▶ DIRECTIONS
In the records below, find the line with "#[cfg_attr(any(adc_v3, adc_g0, adc_h5, adc_h7rs, adc_u0), path" and the line with "both as ready.". Print both exactly, along with every line between them, and no other line.

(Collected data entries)
══════

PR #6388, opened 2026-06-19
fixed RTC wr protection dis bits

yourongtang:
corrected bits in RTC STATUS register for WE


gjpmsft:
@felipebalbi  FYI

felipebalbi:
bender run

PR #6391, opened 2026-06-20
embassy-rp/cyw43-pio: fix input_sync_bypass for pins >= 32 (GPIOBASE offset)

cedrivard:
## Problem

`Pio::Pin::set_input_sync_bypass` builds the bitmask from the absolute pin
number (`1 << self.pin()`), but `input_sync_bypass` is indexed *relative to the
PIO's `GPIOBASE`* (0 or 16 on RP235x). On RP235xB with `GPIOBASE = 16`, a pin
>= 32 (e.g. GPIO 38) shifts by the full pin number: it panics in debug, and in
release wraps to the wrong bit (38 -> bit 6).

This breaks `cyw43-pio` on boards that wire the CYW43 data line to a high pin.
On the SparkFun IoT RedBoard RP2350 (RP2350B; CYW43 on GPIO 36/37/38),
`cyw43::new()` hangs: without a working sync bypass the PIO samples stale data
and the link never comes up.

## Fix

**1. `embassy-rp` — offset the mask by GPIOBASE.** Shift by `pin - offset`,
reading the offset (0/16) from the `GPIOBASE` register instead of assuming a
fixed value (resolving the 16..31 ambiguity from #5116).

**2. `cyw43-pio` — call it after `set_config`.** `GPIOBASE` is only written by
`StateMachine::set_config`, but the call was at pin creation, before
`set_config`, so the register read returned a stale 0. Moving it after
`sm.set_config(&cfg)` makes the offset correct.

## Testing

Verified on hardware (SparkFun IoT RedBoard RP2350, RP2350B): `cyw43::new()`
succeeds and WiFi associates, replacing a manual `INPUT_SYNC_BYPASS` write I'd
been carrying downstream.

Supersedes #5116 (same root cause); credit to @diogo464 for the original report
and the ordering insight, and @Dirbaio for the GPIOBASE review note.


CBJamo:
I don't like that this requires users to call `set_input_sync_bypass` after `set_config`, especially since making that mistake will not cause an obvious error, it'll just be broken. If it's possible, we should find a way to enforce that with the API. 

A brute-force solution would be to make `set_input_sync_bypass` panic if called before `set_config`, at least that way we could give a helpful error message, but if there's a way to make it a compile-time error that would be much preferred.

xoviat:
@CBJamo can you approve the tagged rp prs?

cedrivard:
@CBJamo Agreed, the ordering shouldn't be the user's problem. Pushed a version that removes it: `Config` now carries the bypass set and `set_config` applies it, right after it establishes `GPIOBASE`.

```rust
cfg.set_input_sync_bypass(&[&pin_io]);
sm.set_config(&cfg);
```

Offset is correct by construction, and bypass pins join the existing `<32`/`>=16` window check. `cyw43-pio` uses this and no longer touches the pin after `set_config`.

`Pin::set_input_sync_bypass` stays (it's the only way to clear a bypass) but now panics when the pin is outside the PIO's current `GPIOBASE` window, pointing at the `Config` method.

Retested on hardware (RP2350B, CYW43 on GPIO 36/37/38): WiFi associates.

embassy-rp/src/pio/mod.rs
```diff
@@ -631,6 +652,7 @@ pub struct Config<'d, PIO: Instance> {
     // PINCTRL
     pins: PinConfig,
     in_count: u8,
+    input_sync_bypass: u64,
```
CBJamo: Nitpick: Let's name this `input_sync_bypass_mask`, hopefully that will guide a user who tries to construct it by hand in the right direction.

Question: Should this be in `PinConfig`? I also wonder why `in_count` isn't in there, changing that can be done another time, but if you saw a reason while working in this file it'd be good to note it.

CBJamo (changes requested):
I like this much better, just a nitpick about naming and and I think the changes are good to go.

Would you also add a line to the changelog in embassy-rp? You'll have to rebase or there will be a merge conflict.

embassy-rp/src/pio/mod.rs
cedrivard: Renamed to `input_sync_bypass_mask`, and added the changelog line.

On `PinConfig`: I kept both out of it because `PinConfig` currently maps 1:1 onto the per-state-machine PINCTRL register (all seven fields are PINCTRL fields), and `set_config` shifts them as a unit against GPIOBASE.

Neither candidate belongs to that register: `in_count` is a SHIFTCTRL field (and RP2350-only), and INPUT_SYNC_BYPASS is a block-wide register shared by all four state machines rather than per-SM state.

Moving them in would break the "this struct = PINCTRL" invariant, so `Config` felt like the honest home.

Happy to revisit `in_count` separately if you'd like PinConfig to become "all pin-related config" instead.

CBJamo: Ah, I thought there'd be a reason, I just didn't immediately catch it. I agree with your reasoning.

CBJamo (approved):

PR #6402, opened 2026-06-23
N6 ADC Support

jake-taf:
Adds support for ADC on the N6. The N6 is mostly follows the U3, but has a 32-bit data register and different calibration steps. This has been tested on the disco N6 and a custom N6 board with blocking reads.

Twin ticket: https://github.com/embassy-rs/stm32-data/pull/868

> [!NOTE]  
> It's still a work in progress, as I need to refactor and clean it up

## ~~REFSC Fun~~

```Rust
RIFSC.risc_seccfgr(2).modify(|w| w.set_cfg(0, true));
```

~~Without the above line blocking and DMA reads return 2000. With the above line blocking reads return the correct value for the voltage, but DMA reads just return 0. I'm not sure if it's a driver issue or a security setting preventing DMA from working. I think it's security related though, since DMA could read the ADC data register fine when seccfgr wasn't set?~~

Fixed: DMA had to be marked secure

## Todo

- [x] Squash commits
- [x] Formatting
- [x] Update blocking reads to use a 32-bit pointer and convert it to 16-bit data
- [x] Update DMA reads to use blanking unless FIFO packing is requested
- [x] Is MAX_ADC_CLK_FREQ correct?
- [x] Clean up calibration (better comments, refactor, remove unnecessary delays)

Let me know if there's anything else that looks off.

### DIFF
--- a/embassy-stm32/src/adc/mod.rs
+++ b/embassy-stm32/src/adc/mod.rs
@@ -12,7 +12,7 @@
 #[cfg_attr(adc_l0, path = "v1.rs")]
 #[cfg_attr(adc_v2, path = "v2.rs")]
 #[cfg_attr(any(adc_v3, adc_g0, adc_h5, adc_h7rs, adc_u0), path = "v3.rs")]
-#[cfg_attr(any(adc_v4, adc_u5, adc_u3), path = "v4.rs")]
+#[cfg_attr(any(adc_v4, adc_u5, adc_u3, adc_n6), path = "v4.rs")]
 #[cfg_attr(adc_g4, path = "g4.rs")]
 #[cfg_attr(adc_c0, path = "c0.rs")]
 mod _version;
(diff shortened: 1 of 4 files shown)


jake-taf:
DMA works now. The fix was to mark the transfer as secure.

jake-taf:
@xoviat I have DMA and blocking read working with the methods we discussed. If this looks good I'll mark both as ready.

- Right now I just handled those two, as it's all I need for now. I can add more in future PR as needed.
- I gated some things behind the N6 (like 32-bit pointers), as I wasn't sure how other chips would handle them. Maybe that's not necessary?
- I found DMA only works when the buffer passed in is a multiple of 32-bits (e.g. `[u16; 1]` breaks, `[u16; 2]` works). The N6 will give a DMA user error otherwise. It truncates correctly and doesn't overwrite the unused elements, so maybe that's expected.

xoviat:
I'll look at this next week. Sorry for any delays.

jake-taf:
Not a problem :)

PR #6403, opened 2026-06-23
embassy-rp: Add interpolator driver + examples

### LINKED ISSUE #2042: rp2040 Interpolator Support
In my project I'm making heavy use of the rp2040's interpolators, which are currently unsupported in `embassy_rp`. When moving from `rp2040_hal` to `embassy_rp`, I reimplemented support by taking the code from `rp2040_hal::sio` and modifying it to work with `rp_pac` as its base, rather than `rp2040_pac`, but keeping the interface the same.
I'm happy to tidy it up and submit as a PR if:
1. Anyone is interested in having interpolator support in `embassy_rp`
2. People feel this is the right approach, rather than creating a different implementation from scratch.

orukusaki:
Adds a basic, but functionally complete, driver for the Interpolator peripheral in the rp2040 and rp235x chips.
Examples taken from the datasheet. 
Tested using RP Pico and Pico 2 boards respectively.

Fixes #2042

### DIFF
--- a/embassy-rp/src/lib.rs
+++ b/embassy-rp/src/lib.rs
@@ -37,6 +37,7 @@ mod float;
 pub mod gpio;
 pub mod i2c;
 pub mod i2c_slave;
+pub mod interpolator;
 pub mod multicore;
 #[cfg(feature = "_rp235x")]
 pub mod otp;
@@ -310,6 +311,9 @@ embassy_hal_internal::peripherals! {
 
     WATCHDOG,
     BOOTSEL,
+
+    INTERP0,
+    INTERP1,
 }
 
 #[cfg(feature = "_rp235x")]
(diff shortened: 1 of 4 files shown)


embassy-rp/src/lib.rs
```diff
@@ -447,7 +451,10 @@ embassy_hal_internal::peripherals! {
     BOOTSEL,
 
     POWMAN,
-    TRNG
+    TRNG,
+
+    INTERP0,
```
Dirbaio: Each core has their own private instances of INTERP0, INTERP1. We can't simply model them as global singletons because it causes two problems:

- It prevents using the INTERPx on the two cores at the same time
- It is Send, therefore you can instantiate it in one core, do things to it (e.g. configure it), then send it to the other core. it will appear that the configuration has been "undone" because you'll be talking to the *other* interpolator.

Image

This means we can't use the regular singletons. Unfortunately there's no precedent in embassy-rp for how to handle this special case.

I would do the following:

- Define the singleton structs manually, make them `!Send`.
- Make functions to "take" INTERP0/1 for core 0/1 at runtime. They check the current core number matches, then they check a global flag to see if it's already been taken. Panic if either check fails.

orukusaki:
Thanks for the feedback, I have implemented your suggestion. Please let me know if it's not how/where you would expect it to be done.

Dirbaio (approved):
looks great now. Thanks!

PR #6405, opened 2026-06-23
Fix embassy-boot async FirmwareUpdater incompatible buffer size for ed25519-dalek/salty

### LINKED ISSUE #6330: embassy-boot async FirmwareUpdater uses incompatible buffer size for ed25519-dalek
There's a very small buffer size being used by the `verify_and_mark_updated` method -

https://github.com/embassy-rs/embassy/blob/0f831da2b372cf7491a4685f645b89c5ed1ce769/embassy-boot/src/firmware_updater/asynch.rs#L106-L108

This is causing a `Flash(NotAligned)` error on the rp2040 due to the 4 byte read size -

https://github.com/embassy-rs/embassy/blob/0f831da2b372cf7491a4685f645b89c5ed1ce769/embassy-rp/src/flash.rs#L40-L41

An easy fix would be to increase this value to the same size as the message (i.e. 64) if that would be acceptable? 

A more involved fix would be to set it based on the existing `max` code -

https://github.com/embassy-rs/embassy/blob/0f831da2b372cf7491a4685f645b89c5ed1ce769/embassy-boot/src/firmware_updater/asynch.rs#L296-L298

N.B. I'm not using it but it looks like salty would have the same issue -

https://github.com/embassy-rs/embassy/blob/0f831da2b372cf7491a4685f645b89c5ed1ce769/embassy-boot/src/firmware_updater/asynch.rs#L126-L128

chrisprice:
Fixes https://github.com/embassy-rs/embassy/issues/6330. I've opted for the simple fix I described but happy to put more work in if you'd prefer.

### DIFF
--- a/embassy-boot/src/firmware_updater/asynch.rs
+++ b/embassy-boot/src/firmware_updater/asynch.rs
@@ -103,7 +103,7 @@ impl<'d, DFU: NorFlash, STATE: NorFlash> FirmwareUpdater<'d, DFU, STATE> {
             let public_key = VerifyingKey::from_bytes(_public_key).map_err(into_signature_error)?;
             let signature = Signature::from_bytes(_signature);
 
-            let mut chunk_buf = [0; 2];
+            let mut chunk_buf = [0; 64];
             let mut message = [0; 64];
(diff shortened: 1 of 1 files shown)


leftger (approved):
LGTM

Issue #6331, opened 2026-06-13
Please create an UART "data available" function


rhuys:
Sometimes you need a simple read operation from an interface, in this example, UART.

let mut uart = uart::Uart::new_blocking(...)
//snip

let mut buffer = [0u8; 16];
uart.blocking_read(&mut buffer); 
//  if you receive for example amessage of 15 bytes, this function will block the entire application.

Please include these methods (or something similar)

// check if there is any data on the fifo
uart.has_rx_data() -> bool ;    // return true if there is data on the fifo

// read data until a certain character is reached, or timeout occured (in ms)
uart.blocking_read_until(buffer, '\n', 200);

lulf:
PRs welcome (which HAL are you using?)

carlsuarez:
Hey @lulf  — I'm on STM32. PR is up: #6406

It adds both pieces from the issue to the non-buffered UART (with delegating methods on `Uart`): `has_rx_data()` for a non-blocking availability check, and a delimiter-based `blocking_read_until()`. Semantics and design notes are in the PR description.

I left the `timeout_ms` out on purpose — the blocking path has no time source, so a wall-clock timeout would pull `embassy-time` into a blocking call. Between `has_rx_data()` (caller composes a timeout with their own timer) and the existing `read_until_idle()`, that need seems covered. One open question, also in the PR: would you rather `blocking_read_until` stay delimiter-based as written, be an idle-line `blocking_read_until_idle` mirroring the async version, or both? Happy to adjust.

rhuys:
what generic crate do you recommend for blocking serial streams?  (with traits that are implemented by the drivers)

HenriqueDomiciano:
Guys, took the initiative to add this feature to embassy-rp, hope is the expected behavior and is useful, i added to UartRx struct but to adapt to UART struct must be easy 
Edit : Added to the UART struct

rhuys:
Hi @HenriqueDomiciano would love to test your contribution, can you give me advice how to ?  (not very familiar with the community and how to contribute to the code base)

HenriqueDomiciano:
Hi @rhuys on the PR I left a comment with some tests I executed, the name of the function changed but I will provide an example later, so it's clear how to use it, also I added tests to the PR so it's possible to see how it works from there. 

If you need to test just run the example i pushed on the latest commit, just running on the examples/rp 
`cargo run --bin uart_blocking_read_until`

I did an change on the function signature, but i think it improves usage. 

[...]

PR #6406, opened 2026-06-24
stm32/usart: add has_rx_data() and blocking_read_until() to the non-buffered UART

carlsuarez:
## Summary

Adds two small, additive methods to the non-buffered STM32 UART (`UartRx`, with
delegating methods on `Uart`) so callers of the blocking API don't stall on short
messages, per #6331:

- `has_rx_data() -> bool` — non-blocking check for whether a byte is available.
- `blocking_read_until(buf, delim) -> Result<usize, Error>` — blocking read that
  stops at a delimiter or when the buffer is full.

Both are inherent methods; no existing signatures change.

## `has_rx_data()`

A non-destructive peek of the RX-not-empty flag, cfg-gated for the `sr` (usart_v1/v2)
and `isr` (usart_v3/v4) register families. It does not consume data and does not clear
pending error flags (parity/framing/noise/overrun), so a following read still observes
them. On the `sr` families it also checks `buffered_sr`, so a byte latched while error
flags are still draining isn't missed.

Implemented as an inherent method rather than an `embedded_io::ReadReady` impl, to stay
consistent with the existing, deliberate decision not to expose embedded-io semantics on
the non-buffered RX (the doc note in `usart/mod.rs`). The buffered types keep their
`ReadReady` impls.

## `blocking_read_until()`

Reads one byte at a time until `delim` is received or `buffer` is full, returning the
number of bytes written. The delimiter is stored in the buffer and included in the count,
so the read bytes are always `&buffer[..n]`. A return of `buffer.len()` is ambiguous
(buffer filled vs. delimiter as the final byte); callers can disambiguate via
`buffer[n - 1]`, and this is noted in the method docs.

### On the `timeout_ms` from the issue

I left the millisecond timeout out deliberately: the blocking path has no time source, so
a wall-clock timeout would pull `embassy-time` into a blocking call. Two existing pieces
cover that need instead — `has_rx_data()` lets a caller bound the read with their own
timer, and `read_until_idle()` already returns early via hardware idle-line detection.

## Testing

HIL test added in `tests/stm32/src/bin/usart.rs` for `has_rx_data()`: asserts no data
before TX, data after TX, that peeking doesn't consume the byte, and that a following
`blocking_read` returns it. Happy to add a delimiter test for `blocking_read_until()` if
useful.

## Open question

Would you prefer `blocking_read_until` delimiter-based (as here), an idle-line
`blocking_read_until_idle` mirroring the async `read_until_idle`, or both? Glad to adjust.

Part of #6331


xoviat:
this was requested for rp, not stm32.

══════

▶ RESULT OF THE EXERCISE
 #[cfg_attr(any(adc_v3, adc_g0, adc_h5, adc_h7rs, adc_u0), path = "v3.rs")]
-#[cfg_attr(any(adc_v4, adc_u5, adc_u3), path = "v4.rs")]
+#[cfg_attr(any(adc_v4, adc_u5, adc_u3, adc_n6), path = "v4.rs")]
 #[cfg_attr(adc_g4, path = "g4.rs")]
 #[cfg_attr(adc_c0, path = "c0.rs")]
 mod _version;
(diff shortened: 1 of 4 files shown)


jake-taf:
DMA works now. The fix was to mark the transfer as secure.

jake-taf:
@xoviat I have DMA and blocking read working with the methods we discussed. If this looks good I'll mark both as ready.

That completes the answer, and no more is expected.